To do:
The requested output is every line from the one with "Add Find Articles" through the last line below, printed exactly.

Data to examine:
PR #1439, opened 2017-10-09
[WIP] remove findDOMNode

jstoebel:
I removed `findDOMNode` from the project. Also, refactored many tests to use enzyme.

Some tests are still failing (see `course_creator.spec.jsx:86`). For reasons I don't understand, when I `simulate('change') on a `TextInput` component, I expect the method `updateCourse` to be called, but it isn't. Any ideas on how to fix this?


ragesoss:
Done in a different PR.

PR #3100, opened 2019-07-12
Add Find Articles button to MyArticles section

bwreid:
## What this PR does

This PR adds a *Search Wikipedia for an Article* button which links to the Article Finder in the MyArticles under assignments.

## Screenshots

image


ragesoss:
Nice! It also shows up on the Available Articles tab multiline version of AssignButton, which I think is okay.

Problem solution:
Add Find Articles button to MyArticles section

bwreid:
## What this PR does

This PR adds a *Search Wikipedia for an Article* button which links to the Article Finder in the MyArticles under assignments.

## Screenshots

image


ragesoss:
Nice! It also shows up on the Available Articles tab multiline version of AssignButton, which I think is okay.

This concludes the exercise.